> _Your task_
A word-for-word repetition of all the entries is needed.
↓↓↓
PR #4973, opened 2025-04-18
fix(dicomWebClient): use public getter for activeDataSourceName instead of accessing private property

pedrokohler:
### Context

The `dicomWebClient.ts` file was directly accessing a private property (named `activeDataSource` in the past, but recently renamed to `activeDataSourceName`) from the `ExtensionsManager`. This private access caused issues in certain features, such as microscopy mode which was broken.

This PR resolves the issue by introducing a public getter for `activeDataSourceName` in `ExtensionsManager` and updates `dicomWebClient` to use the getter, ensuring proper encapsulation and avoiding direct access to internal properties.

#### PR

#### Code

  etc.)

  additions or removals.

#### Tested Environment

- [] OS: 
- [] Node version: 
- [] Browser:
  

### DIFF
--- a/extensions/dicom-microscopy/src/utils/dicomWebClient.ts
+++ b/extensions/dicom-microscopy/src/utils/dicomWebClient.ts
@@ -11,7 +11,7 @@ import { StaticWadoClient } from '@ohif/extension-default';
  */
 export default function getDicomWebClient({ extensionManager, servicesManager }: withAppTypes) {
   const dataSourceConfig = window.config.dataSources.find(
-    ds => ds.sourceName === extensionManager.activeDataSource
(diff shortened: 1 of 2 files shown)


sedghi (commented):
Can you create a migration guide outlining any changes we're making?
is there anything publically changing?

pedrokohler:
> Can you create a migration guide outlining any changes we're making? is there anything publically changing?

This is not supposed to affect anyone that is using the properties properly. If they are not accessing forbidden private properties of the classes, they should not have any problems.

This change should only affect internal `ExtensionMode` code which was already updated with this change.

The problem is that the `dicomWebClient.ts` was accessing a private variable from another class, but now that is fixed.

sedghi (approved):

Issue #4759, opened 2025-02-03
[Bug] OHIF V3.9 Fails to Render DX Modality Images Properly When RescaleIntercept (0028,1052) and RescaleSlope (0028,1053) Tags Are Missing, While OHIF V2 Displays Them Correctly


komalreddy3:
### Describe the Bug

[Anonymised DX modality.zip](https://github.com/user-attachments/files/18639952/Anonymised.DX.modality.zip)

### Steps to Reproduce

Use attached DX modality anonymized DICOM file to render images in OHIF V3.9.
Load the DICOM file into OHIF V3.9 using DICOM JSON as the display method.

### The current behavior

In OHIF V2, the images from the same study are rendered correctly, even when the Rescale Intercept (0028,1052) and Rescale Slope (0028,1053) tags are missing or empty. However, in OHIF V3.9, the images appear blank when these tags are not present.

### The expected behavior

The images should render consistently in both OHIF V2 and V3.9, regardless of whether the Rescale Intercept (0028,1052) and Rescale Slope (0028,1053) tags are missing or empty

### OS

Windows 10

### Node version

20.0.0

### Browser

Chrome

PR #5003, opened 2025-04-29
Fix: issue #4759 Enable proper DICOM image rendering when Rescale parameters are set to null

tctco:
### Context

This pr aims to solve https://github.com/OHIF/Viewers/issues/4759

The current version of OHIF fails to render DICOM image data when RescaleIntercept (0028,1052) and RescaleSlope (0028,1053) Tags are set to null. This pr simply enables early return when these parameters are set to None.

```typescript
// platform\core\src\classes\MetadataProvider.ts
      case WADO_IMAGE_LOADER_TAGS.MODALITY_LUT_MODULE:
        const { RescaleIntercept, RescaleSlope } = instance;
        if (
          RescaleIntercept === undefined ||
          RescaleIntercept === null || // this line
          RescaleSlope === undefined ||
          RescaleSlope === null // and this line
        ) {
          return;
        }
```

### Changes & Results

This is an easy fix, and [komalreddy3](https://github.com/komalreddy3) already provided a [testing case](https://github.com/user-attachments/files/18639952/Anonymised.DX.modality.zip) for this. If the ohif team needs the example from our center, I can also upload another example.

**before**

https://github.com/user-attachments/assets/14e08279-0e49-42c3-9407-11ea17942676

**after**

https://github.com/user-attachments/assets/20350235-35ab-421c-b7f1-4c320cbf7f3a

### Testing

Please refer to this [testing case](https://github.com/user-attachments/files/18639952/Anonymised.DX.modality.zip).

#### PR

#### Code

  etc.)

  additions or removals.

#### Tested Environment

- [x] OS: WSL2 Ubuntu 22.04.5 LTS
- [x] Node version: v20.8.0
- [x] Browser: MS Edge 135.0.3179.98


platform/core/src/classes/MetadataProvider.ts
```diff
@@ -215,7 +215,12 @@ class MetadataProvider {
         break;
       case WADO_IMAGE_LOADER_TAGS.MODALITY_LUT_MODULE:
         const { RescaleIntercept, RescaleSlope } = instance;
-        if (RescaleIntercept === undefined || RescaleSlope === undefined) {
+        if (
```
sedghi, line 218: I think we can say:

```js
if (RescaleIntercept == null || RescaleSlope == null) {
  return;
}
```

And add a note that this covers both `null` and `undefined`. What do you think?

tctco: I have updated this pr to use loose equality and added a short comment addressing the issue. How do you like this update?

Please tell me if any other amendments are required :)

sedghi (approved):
↑↑↑
> _Expected answer_
PR #4973, opened 2025-04-18
fix(dicomWebClient): use public getter for activeDataSourceName instead of accessing private property

pedrokohler:
### Context

The `dicomWebClient.ts` file was directly accessing a private property (named `activeDataSource` in the past, but recently renamed to `activeDataSourceName`) from the `ExtensionsManager`. This private access caused issues in certain features, such as microscopy mode which was broken.

This PR resolves the issue by introducing a public getter for `activeDataSourceName` in `ExtensionsManager` and updates `dicomWebClient` to use the getter, ensuring proper encapsulation and avoiding direct access to internal properties.

#### PR

#### Code

  etc.)

  additions or removals.

#### Tested Environment

- [] OS: 
- [] Node version: 
- [] Browser:
  

### DIFF
--- a/extensions/dicom-microscopy/src/utils/dicomWebClient.ts
+++ b/extensions/dicom-microscopy/src/utils/dicomWebClient.ts
@@ -11,7 +11,7 @@ import { StaticWadoClient } from '@ohif/extension-default';
  */
 export default function getDicomWebClient({ extensionManager, servicesManager }: withAppTypes) {
   const dataSourceConfig = window.config.dataSources.find(
-    ds => ds.sourceName === extensionManager.activeDataSource
(diff shortened: 1 of 2 files shown)


sedghi (commented):
Can you create a migration guide outlining any changes we're making?
is there anything publically changing?

pedrokohler:
> Can you create a migration guide outlining any changes we're making? is there anything publically changing?

This is not supposed to affect anyone that is using the properties properly. If they are not accessing forbidden private properties of the classes, they should not have any problems.

This change should only affect internal `ExtensionMode` code which was already updated with this change.

The problem is that the `dicomWebClient.ts` was accessing a private variable from another class, but now that is fixed.

sedghi (approved):

Issue #4759, opened 2025-02-03
[Bug] OHIF V3.9 Fails to Render DX Modality Images Properly When RescaleIntercept (0028,1052) and RescaleSlope (0028,1053) Tags Are Missing, While OHIF V2 Displays Them Correctly


komalreddy3:
### Describe the Bug

[Anonymised DX modality.zip](https://github.com/user-attachments/files/18639952/Anonymised.DX.modality.zip)

### Steps to Reproduce

Use attached DX modality anonymized DICOM file to render images in OHIF V3.9.
Load the DICOM file into OHIF V3.9 using DICOM JSON as the display method.

### The current behavior

In OHIF V2, the images from the same study are rendered correctly, even when the Rescale Intercept (0028,1052) and Rescale Slope (0028,1053) tags are missing or empty. However, in OHIF V3.9, the images appear blank when these tags are not present.

### The expected behavior

The images should render consistently in both OHIF V2 and V3.9, regardless of whether the Rescale Intercept (0028,1052) and Rescale Slope (0028,1053) tags are missing or empty

### OS

Windows 10

### Node version

20.0.0

### Browser

Chrome

PR #5003, opened 2025-04-29
Fix: issue #4759 Enable proper DICOM image rendering when Rescale parameters are set to null

tctco:
### Context

This pr aims to solve https://github.com/OHIF/Viewers/issues/4759

The current version of OHIF fails to render DICOM image data when RescaleIntercept (0028,1052) and RescaleSlope (0028,1053) Tags are set to null. This pr simply enables early return when these parameters are set to None.

```typescript
// platform\core\src\classes\MetadataProvider.ts
      case WADO_IMAGE_LOADER_TAGS.MODALITY_LUT_MODULE:
        const { RescaleIntercept, RescaleSlope } = instance;
        if (
          RescaleIntercept === undefined ||
          RescaleIntercept === null || // this line
          RescaleSlope === undefined ||
          RescaleSlope === null // and this line
        ) {
          return;
        }
```

### Changes & Results

This is an easy fix, and [komalreddy3](https://github.com/komalreddy3) already provided a [testing case](https://github.com/user-attachments/files/18639952/Anonymised.DX.modality.zip) for this. If the ohif team needs the example from our center, I can also upload another example.

**before**

https://github.com/user-attachments/assets/14e08279-0e49-42c3-9407-11ea17942676

**after**

https://github.com/user-attachments/assets/20350235-35ab-421c-b7f1-4c320cbf7f3a

### Testing

Please refer to this [testing case](https://github.com/user-attachments/files/18639952/Anonymised.DX.modality.zip).

#### PR

#### Code

  etc.)

  additions or removals.

#### Tested Environment

- [x] OS: WSL2 Ubuntu 22.04.5 LTS
- [x] Node version: v20.8.0
- [x] Browser: MS Edge 135.0.3179.98


platform/core/src/classes/MetadataProvider.ts
```diff
@@ -215,7 +215,12 @@ class MetadataProvider {
         break;
       case WADO_IMAGE_LOADER_TAGS.MODALITY_LUT_MODULE:
         const { RescaleIntercept, RescaleSlope } = instance;
-        if (RescaleIntercept === undefined || RescaleSlope === undefined) {
+        if (
```
sedghi, line 218: I think we can say:

```js
if (RescaleIntercept == null || RescaleSlope == null) {
  return;
}
```

And add a note that this covers both `null` and `undefined`. What do you think?

tctco: I have updated this pr to use loose equality and added a short comment addressing the issue. How do you like this update?

Please tell me if any other amendments are required :)

sedghi (approved):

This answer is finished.